I do not understand why the network is failing on the test set when it works on the validation set?
I've added the code for training, testing and for the graph itself.
Code for training the network:
with tf.Graph().as_default():
#Probablitity that the neuron's output will be kept during dropout
keep_probability = tf.placeholder(tf.float32, name="keep_probabilty")
global_step = tf.Variable(0, trainable=False)
images, labels = Inputs.datasetInputs(image_filenames, label_filenames, FLAGS.batch_size)
val_images, val_labels = Inputs.datasetInputs(val_image_filenames, val_label_filenames, FLAGS.batch_size)
train_data_node = tf.placeholder(tf.float32, shape=[FLAGS.batch_size, FLAGS.image_h, FLAGS.image_w, 3])
train_labels_node = tf.placeholder(tf.int64, shape=[FLAGS.batch_size, FLAGS.image_h, FLAGS.image_w, 1])
phase_train = tf.placeholder(tf.bool, name='phase_train')
logits = model.inference(train_data_node, phase_train, FLAGS.batch_size, keep_probability) #tensor, nothing calculated yet
loss = model.cal_loss(logits, train_labels_node)
# Build a Graph that trains the model with one batch of examples and updates the model parameters.
train_op = model.train(loss, global_step)
with tf.Session() as sess:
sess.run(tf.global_variables_initializer())
sess.run(tf.local_variables_initializer())
""" Starting iterations to train the network """
for step in range(startstep, startstep + FLAGS.max_steps):
image_batch ,label_batch = sess.run(fetches=[images, labels])

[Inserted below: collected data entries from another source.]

PR #1081, opened 2023-05-26
PHPLIB-1135: Remove var_dump from tests, use print_r instead

GromNaN:
`var_dump` output is modified by [xdebug](https://xdebug.org/docs/develop), what causes tests to fail during debug.

I think it's easier to read this way.

There other calls to `var_dump` in `DocumentationExamplesTest`, but they are hidden and not tested.

### DIFF
--- a/examples/persistable.php
+++ b/examples/persistable.php
@@ -105,5 +105,4 @@ $collection->insertOne($entry);
 
 $foundEntry = $collection->findOne([]);
 
-/** @psalm-suppress ForbiddenCode */
 print_r($foundEntry);
--- a/examples/persistable.php
+++ b/examples/persistable.php
@@ -10,7 +10,7 @@ use MongoDB\Model\BSONArray;
 use UnexpectedValueException;
 
 use function getenv;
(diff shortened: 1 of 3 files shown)


examples/persistable.php
```diff
@@ -106,4 +106,4 @@ public function bsonUnserialize(array $data): void
 $foundEntry = $collection->findOne([]);
 
 /** @psalm-suppress ForbiddenCode */
```
jmikola, line 108: ForbiddenCode suppressions can be removed as only `var_dump` and `shell_exec` are included by default: https://psalm.dev/docs/running_psalm/configuration/#forbiddenfunctions

I tested this locally and confirmed.

jmikola (approved):
LGTM with removed `psalm-suppress` annotations.

examples/persistable.php
GromNaN: Done. This further impacts my lines added < lines deleted ratio. 😂

alcaeus (approved):
LGTM 👍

# since we still use mini-batches in eval, still set bn-layer phase_train = True
feed_dict = {
train_data_node: image_batch,
train_labels_node: label_batch,
phase_train: True,
keep_probability: 0.5
}
_, loss_value = sess.run(fetches=[train_op, loss], feed_dict=feed_dict)
if step % 10 == 0:
num_examples_per_step = FLAGS.batch_size
examples_per_sec = num_examples_per_step / duration
sec_per_batch = float(duration)
# eval current training batch pre-class accuracy
pred = sess.run(fetches=logits, feed_dict=feed_dict)
Utils.per_class_acc(pred, label_batch)
if step % 100 == 0 or (step + 1) == FLAGS.max_steps:
""" Validate training by running validation dataset """
total_val_loss = 0.0
hist = np.zeros((FLAGS.num_class, FLAGS.num_class))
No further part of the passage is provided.